It’s been quite a week for Ioanna Psiharis and Haakon Hanson.
On Monday, Psiharis and Hanson decided “enough already” and booked a 10-person pop-up wedding at a Richmond hotel on Valentine’s weekend, kicking their thrice COVID-cancelled original wedding plans to the curb.
And on Wednesday, the childhood sweethearts from Ladner - age 24 and 25 respectively, who’ve been together for eight years - discovered they were expecting not one baby, but two.
“I called the hotel three days ago to see if this weekend was available and they called me back right away,” said an excited Psiharis, who’s been engaged to Hanson since December 2018.
“Yesterday, we went in and saw the grand ballroom (at the Executive Hotel Vancouver Airport – on Westminster Highway) and loved it.
“And, we just found out yesterday we are expecting twins.
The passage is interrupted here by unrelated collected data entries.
PR #488, opened 2021-07-20
Add datatype function

### LINKED ISSUE #263: Add support for DATATYPE function

puremachinery:
Implementation of the datatype function.

```
iri  DATATYPE (literal literal)
Returns the datatype IRI of a literal.

If the literal is a typed literal, return the datatype IRI.
If the literal is a simple literal, return xsd:string
If the literal is literal with a language tag, return rdf:langString
```
More at https://www.w3.org/TR/sparql11-query/#func-datatype

Closes #263

### DIFF
--- a/modules/engine/src/main/scala/com/gsk/kg/engine/functions/FuncTerms.scala
+++ b/modules/engine/src/main/scala/com/gsk/kg/engine/functions/FuncTerms.scala
@@ -108,7 +108,7 @@ object FuncTerms {
         when( // if the literal is a simple literal, return xsd:string
           isLiteral(col),
           "xsd:string"
-        ).otherwise( // not a literal. not defined by w3 spec. return lit("") or fail/exception/other?
+        ).otherwise( // input not a literal; not defined by w3 spec
           lit("")
         )
       )
--- a/modules/engine/src/main/scala/com/gsk/kg/engine/functions/FuncTerms.scala
+++ b/modules/engine/src/main/scala/com/gsk/kg/engine/functions/FuncTerms.scala
@@ -3,9 +3,10 @@ package com.gsk.kg.engine.functions
 import org.apache.spark.sql.Column
 import org.apache.spark.sql.expressions.UserDefinedFunction
 import org.apache.spark.sql.functions.{concat => cc, _}
+
 import com.gsk.kg.engine.functions.Literals.TypedLiteral
-import com.gsk.kg.engine.functions.Literals.nullLiteral
 import com.gsk.kg.engine.functions.Literals.TypedLiteral.isTypedLiteral
+import com.gsk.kg.engine.functions.Literals.nullLiteral
 
 object FuncTerms {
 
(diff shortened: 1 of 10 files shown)


puremachinery:
Especially interested in eyes on the datatype function itself & whether the return given an invalid (non-literal) input is handled the way we want, since I'm unclear on overall project policy regarding invalid inputs & returning something empty vs treating it more explicitly as an error or exception.

https://github.com/gsk-aiops/bellman/pull/488/files#diff-a958d3b9fbb6126ebc06429e354a157e689a0a348ecf2247026f9d8bb021bcc4R99-R115

patofp:
> Especially interested in eyes on the datatype function itself & whether the return given an invalid (non-literal) input is handled the way we want, since I'm unclear on overall project policy regarding invalid inputs & returning something empty vs treating it more explicitly as an error or exception. @pepegar @patofp
> 
> https://github.com/gsk-aiops/bellman/pull/488/files#diff-a958d3b9fbb6126ebc06429e354a157e689a0a348ecf2247026f9d8bb021bcc4R99-R115

That's a good point, so right now when in the Sparql Spec says that in a particular case it should return an error what we are doing is returning `lit(null)`, and this is arguable if it is the best approach but I think we should stick on this for now to maintain homogeneity throughout all functions.

The thing is that you can't or at least I don't know how to force Spark driver to generate an exception and I'm not sure if that would be the best solution. 

Another option will be to create a special string that represents an error or if we had Dataset instead of Dataframe we would have a case object for example, but these also will propagate to all functions where we should do some error handling. And here we don't have the help of the type system, as we do have in Scala to force de developer to handle that cases, but instead it is part of the business logic but it is easy to forget to handle and it is error prone. Also this could lead into RDF not compilant if not well handled

The lit("") is another option but there could be some case where the user creates a query where he/she would like to match on empty string literals so it could lead into wrong number of solutions.

You can use this one: https://github.com/gsk-aiops/bellman/blob/f6b857562f3f896b2ff4ebbc0c16ecceb60504cd/modules/engine/src/main/scala/com/gsk/kg/engine/functions/Literals.scala#L10 so linter won't complain.

modules/engine/src/main/scala/com/gsk/kg/engine/functions/FuncTerms.scala
```diff
@@ -89,6 +90,30 @@ object FuncTerms {
...
+    ).otherwise(
+      when( // if the literal has a language tag, return rdf:langString
+        !lang(col).equalTo(lit("")),
+        "rdf:langString"
+      ).otherwise(
+        when( // if the literal is a simple literal, return xsd:string
+          isLiteral(col),
+          "xsd:string"
+        ).otherwise( // input not a literal; not defined by w3 spec
+          lit("")
```
patofp, line 112: as discussed here: https://github.com/gsk-aiops/bellman/pull/488#issuecomment-883533500 this is the case where we should use `nullLiteral` instead.

patofp (changes requested):
Just the change requested for the error case, for the rest LGTM!

pepegar (approved):

modules/engine/src/main/scala/com/gsk/kg/engine/functions/FuncTerms.scala
puremachinery: Why return null rather than the usual Scala Option/Some/None pattern?

puremachinery: Updated.

patofp (approved):
GJ!

PR #489, opened 2021-07-20
Add group concat function

JuanMGN:
# Description

## Type of change

- `bug` if it fixes a bug


modules/engine/src/main/scala/com/gsk/kg/engine/functions/FuncAgg.scala
```diff
@@ -106,7 +106,6 @@ object FuncAgg {
     )
   }
 
-  // TODO: Implement group-concat https://github.com/gsk-aiops/bellman/issues/202
   def groupConcat(col: Column, separator: String): Column =
-    ???
+    array_join(collect_list(col), separator)
```
pepegar, line 110: Lovely @JuanMGN !  I thought we would need to use an UDF at this point!

pepegar (approved):
GJ!

modules/parser/src/main/scala/com/gsk/kg/sparqlparser/AggregateParser.scala
```diff
@@ -27,14 +27,13 @@ object AggregateParser {
...
+          _ != '''
+        ).! ~ "'" ~ ")" ~
         StringValParser.variable ~
-        "\"" ~
-        CharsWhile(_ != '\"').! ~
-        "\"" ~
         ")"
     )
-      .map(p => Aggregate.GROUP_CONCAT(p._1, p._2))
+      .map(p => Aggregate.GROUP_CONCAT(p._2, p._1))
```
TomyMeren, line 36: why this change?

TomyMeren (approved):
LGTM!

modules/parser/src/main/scala/com/gsk/kg/sparqlparser/AggregateParser.scala
patofp: I don't know exactly because this was part of the code that @JuanMGN did, but for what I can see the Sparql Algebra switch places between the variable and the separator respect to our case class.

E.g:
```
(group_concat (separator '|') ?v)
```

patofp (approved):

PR #531, opened 2021-08-31
introduce Relational typeclass and typed dataframes

pepegar:
# Description

## `Relational` 

it's a typeclass that describes the required relational algebra operations needed to compile SparQL expressions.  So far we've an instance for untyped dataframes `DataFrame @@ Untyped`, but we'll introduce one for typed dataframes too.

# Type of change

- `bug` if it fixes a bug

CLOSES AIPL-3924


modules/engine/src/main/scala/com/gsk/kg/engine/Engine.scala
```diff
@@ -349,46 +393,46 @@ object Engine {
...
         .map(columns => df.agg(columns.head, columns.tail: _*))
   }
 
   private def evaluateOrder(
       conds: NonEmptyList[ConditionOrder],
-      r: Multiset
-  ): M[Multiset] = {
-    M.ask[Result, Config, Log, DataFrame].flatMapF { config =>
+      r: Multiset[DataFrame @@ Untyped]
+  )(implicit sc: SQLContext): M[Multiset[DataFrame @@ Untyped]] = {
```
patofp, line 406: I can see that some of these methods now receive the implicit `SQLContext` but I can't see the reason.

modules/engine/src/main/scala/com/gsk/kg/engine/Engine.scala
```diff
@@ -36,8 +41,10 @@ import java.{util => ju}
 
 object Engine {
 
-  def evaluateAlgebraM(implicit sc: SQLContext): AlgebraM[M, DAG, Multiset] =
-    AlgebraM[M, DAG, Multiset] {
+  def evaluateAlgebraM(implicit
+      sc: SQLContext
+  ): AlgebraM[M, DAG, Multiset[DataFrame @@ Untyped]] =
```
patofp, line 46: I wonder if it make sense to you and also if it would work to use an alias for `Multiset[DataFrame @@ Untyped]` or maybe for `Dataframe @@ Untyped` or both? I think it could save some boilerplate, what do you think?

modules/engine/src/main/scala/com/gsk/kg/engine/relational/relational.scala
```diff
@@ -0,0 +1,319 @@
...
+  *
+  * =Laws=
+  *
+  * {{{
+  * Relational[A].union(Relational[A].empty, Relational[A].empty) <=> Relational[A].empty
+  * Relational[A].union(df, Relational[A].empty) <=> df
+  * Relational[A].union(Relational[A].empty, df) <=> df
+  * }}}
+  */
+@typeclass trait Relational[A] {
```
patofp, line 24: Nice job @pepegar!

modules/engine/src/main/scala/com/gsk/kg/engine/Engine.scala
```diff
@@ -286,36 +320,46 @@ object Engine {
...
 
   private def evaluateGroup(
       vars: List[VARIABLE],
       func: List[(VARIABLE, Expression)],
-      r: Multiset
-  ): M[Multiset] = {
-    val df = r.dataframe
+      r: Multiset[DataFrame @@ Untyped]
+  )(implicit sc: SQLContext): M[Multiset[DataFrame @@ Untyped]] = {
+    val groupedDF: RelationalGroupedDataset @@ Untyped =
```
patofp, line 340: Hmm what is this new `RelationalGroupedDataset`?

modules/engine/src/main/scala/com/gsk/kg/engine/relational/relational.scala
```diff
@@ -0,0 +1,319 @@
...
+
+      def collect(df: DataFrame @@ Untyped): Array[Row] =
+        df.unwrap.collect()
+
+      def toDataFrame(df: DataFrame @@ Untyped): DataFrame =
+        df.unwrap
+    }
+}
+
+/** types of the RelationalGrouped typeclass can be grouped in a relational fashion.
```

It has been an incredible week.”
Psiharis told the Richmond News how the couple’s original wedding date of Sept. 14, 2020 - with a reception at Newlands Golf Club in Langley after a ceremony at a Greek church in Burnaby – was postponed in May due to the pandemic.
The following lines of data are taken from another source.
PR #533, opened 2021-09-02
Typed dataframes: add DataFrame typer

pepegar:
# Description

This PR introduces the `DataFrameTyper` layer to the engine.  This PR also changes the RdfFormatter to make it able to reformat typed dataframes too.

## Type of change

- `bug` if it fixes a bug

### DIFF
--- a/modules/engine/src/main/scala/com/gsk/kg/engine/Compiler.scala
+++ b/modules/engine/src/main/scala/com/gsk/kg/engine/Compiler.scala
@@ -24,11 +24,12 @@ object Compiler {
 
   // scalastyle:off
   def compile(df: DataFrame, query: String, config: Config)(implicit
-      sc: SQLContext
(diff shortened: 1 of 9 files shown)


modules/engine/src/main/scala/com/gsk/kg/engine/Compiler.scala
```diff
@@ -50,19 +50,59 @@ object Compiler {
...
+    * +---v---------+
+    * |rdfFormatter |
+    * +-------------+
+    * }}}
+    *
+    * @param sc Spark's [[SQLContext]], required for the engine to run
     * @return
     */
-  private def compiler(df: DataFrame)(implicit
+  private def compiler[T: Basis[DAG, *]](implicit
```
patofp, line 94: Nice!

patofp (approved):
LGTM!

Their re-arranged date in November, at the same venues, was postponed in September, with no end to COVID restrictions on public gatherings in sight.
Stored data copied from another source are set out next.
PR #534, opened 2021-09-03
Add bnode function

TomyMeren:
# Description

Implementation of the BNODE function
https://www.w3.org/TR/sparql11-query/#func-bnode

## Type of change

enhacement


patofp (changes requested):

modules/engine/src/main/scala/com/gsk/kg/engine/functions/FuncTerms.scala
```diff
@@ -222,4 +223,32 @@ object FuncTerms {
...
+      if (str.isEmpty) {
+        prefix + java.util.UUID.randomUUID().toString
+      } else {
+        val strToArrayOfBits = (str + rowID.toString).toArray.map(_.toByte)
+        rowID = rowID + 1
+        prefix + java.util.UUID.nameUUIDFromBytes(strToArrayOfBits).toString
+      }
+    }
+
+    val udfFoo = udf(nameToArrayOfBits)
```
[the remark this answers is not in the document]
TomyMeren: I have not excuse 😅

modules/engine/src/main/scala/com/gsk/kg/engine/functions/FuncTerms.scala
```diff
@@ -222,4 +223,32 @@ object FuncTerms {
     val endPos   = length(u)
     u.substr(startPos, endPos)
   }
+
+  /** @param col
```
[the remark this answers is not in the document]
TomyMeren: I have not excuse again😅

modules/engine/src/main/scala/com/gsk/kg/engine/functions/FuncTerms.scala
```diff
@@ -222,4 +223,32 @@ object FuncTerms {
...
+    * @return
+    */
+  def bNode(col: Column): Column = {
+    val prefix = "_:"
+
+    // Necesary var to generate diferents UUIDS between rows names when you specific de label name
```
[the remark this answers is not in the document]
TomyMeren: The think is that we need to generates differents UUID per row. 

When you don't specific a input parameter, the function use UUID.randomUUID(). and everything is ok.

When you specific a Input parameter we use UUID.nameUUIDFromBytes(value:Array[Bytes]) you can specific a array of bytes(witch we get from the string input parameter) and generates the same UUID if you specific the same name. So far so good. The problem is that you need one specific and different UUID per row and you need replicate the same UUIDs per row for the same name.

I think that if we forget the pure functional part It isn't a bad solutions. I have doubts with its behaviour in a distributed cluster. But I per node generates his own part of BNODEs all will be fine.

In any case I will try to change to a specific alternative 😉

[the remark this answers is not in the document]
pepegar: I think we need to rethink this.

The way I understand the [spec](https://www.w3.org/TR/sparql11-query/#func-bnode), we should generate:

1. random values for each time the `bnode()` function is called without params.  That part we're doing it in the `if` statement. ✅ 
2. a random value for each different literal passed to the `bnode(literal)` function.  What you're doing here is adding an extra string to the `literal` input of the function, effectively changing the value of the result.  I think we shouldn't do that, but instead leave the input as input to `nameUUIDFromBytes`, right?

If you want we can discuss it further.

modules/engine/src/test/scala/com/gsk/kg/engine/compiler/BNodeSpec.scala
```diff
@@ -0,0 +1,333 @@
...
+        val countRow = count(col(Evaluation.renamedColumn)).over(wind)
+        val countDistinctRow = org.apache.spark.sql.functions
+          .size(collect_set(Evaluation.renamedColumn).over(wind))
+
+        Evaluation.eval(
+          df,
+          Some(countRow.equalTo(countDistinctRow)),
+          query,
+          expected
+        )
```
pepegar, line 202: In this test, I'd also test that all values of the resulting column are equal

modules/parser/src/main/scala/com/gsk/kg/sparqlparser/BuiltInFuncParser.scala
```diff
@@ -181,6 +182,14 @@ object BuiltInFuncParser {
     P("(" ~ strUuid ~ ")")
       .map(f => STRUUID())
 
+  def bNodeParen[_: P]: P[BNODE] =
+    P("(" ~ bNode ~ ")")
+      .map(f => BNODE())
+
+  def bNodeWithNameParen[_: P]: P[BNODE] =
+    P("(" ~ bNode ~ ExpressionParser.parser ~ ")")
+      .map(f => BNODE(f))
```
pepegar, line 191: 👍🏻

modules/parser/src/main/scala/com/gsk/kg/sparqlparser/Expression.scala
```diff
@@ -87,6 +87,9 @@ object BuiltInFunc {
   )                          extends BuiltInFunc
   final case class UUID()    extends BuiltInFunc
   final case class STRUUID() extends BuiltInFunc
+  final case class BNODE(
+      s: Expression = StringVal.STRING("")
```
pepegar, line 91: how do you feel about changing the type of this to `Option[Expression]`?  I think it will be easier to compare stuff with `None` down the line than comparing it to an empty string.

Also, if the caller actually passes a `""`, since it's a valid literal, all generated UUIDs should be equal.

pepegar (changes requested):
Great job @TomyMeren , here are a couple of comments I think we should review.

modules/engine/src/main/scala/com/gsk/kg/engine/functions/FuncTerms.scala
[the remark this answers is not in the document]
TomyMeren: That is like I did my first version of the function. This solutions looked fin, with the same tab name I can build de same Blank node name. 
The problem is that If you do that all the rows have the same value. I saw a different behaviour in the sprawl end point.


Please try this Query

modules/engine/src/test/scala/com/gsk/kg/engine/compiler/BNodeSpec.scala
TomyMeren: In which cases could  the results be equals?

If you speak about the case when create two blank nodes with the same input name, that test are in the line 270. 🙂

modules/parser/src/main/scala/com/gsk/kg/sparqlparser/Expression.scala
TomyMeren: Yeah It is a good Idea. I use the "" because that is how It has been used In the FuncStrings.replace function.

Is the parser ready for Option input?

modules/engine/src/main/scala/com/gsk/kg/engine/functions/FuncTerms.scala
```diff
@@ -222,4 +229,44 @@ object FuncTerms {
...
+    val udfSpecificUUIDBNodeName = udf(specificUUIDBNodeName)
+
+    maybeCol match {
+      case None => udfRandomUUIDBNodeName()
+      case Some(col: Column) =>
+        udfSpecificUUIDBNodeName(extractStringLiteral(col))
+    }
+  }
+
+//  def bNode(maybeString: Option[String]): Column =
```
patofp, line 267: This code should be deleted.

modules/engine/src/main/scala/com/gsk/kg/engine/analyzer/FindUnboundVariables.scala
```diff
@@ -214,6 +214,11 @@ object FindVariablesOnExpression {
         case SECONDS(s)                      => s
         case TIMEZONE(s)                     => s
         case TZ(s)                           => s
+        case BNODE(s) =>
```
patofp, line 217: Just like a note, when you are going to retrieve what is inside the Some() or something else, it is normal to use:
`s.getOrElse(Set.empty[VARIABE])`, instead of the pattern matching.

modules/engine/src/main/scala/com/gsk/kg/engine/data/ToTree.scala
```diff
@@ -241,6 +241,11 @@ object ToTree extends LowPriorityToTreeInstances0 {
           case ExpressionF.SECONDS(e)  => Node(s"SECONDS", Stream(e))
           case ExpressionF.TIMEZONE(e) => Node(s"TIMEZONE", Stream(e))
           case ExpressionF.TZ(e)       => Node(s"TZ", Stream(e))
+          case ExpressionF.BNODE(s) =>
+            s match {
```
patofp, line 245: Also in this case when there are simple computations on the Some and on the None cases, you can do:

```
s.map(si => Node("BNODE", Stream(si)).getOrElse(Leaf(BNODE"))
```

It is equivalent to the pattern matching you are doing, but it is up to you.
IMHO I try to avoid pattern matching whenever it is possible and if it doesn't affect readability.

modules/engine/src/main/scala/com/gsk/kg/engine/QueryExtractor.scala
```diff
@@ -290,6 +290,11 @@ object QueryExtractor {
       case SECONDS(e)                      => s"(seconds $e)"
       case TIMEZONE(e)                     => s"(timezone $e)"
       case TZ(e)                           => s"(tz $e)"
+      case BNODE(s) =>
+        s match {
```
patofp, line 294: Same here, you can do:

`s.map(si => s"(bnode $si")).getOrElse("(bnode)")`

modules/engine/src/main/scala/com/gsk/kg/engine/functions/FuncTerms.scala
TomyMeren: Done!

modules/engine/src/main/scala/com/gsk/kg/engine/analyzer/FindUnboundVariables.scala
TomyMeren: Yeah I knew that :sweat_smile: .

modules/engine/src/main/scala/com/gsk/kg/engine/data/ToTree.scala
TomyMeren: Done!

modules/engine/src/main/scala/com/gsk/kg/engine/QueryExtractor.scala
TomyMeren: Done!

They went for third-time lucky on Feb. 13, 2021 but, realizing early in the year that it had no chance, the couple pushed it yet again, this time to the same date in February 2022.
But only a few days ago, Psiharis learned from a friend about special 10-person pop-up weddings (as reported in last week’s News) being laid on by the Executive Hotel, event planners Event To.The.Nines and its partner Proline Events, which adhere to the public health orders.
“Honestly, we’ve lost so many people in the last year and, to be honest, we just wanted to get it over with at this point,” said Psiharis about the last-minute decision.
“Our parents are going to be there, our siblings are going to be there. God willing, in a couple of years we can have a bigger celebration. We just want to get married and be husband and wife.
“In the past year, everyone was focused on what we couldn’t do and not what we could do.
“And when we walked into the room in the hotel, everything just seemed right and we realized all the special moments that we hope to have would still be there.”
Psiharis said having the traditional large wedding with a big party “would have been great,” but COVID “has made us fine tune everything in life and everything that’s important to us is going to be in that room.”
As well as hurriedly making her wedding plans, and announcing her pregnancy, Psiharis had another little (or big) problem to sort out urgently – getting her wedding dress re-fitted, which is no mean feat considering she’s lost an incredible 250 pounds since June 2019.
“I haven’t had it altered for a couple of years, partly due to the wedding cancellations,” added Psiharis, who was laid off post-pandemic as a wedding coordinator for the cruise ship industry and had to call brides-to-be last year to tell them their big days were cancelled.
“Luckily we found someone today to take it in to get altered in time for Saturday.”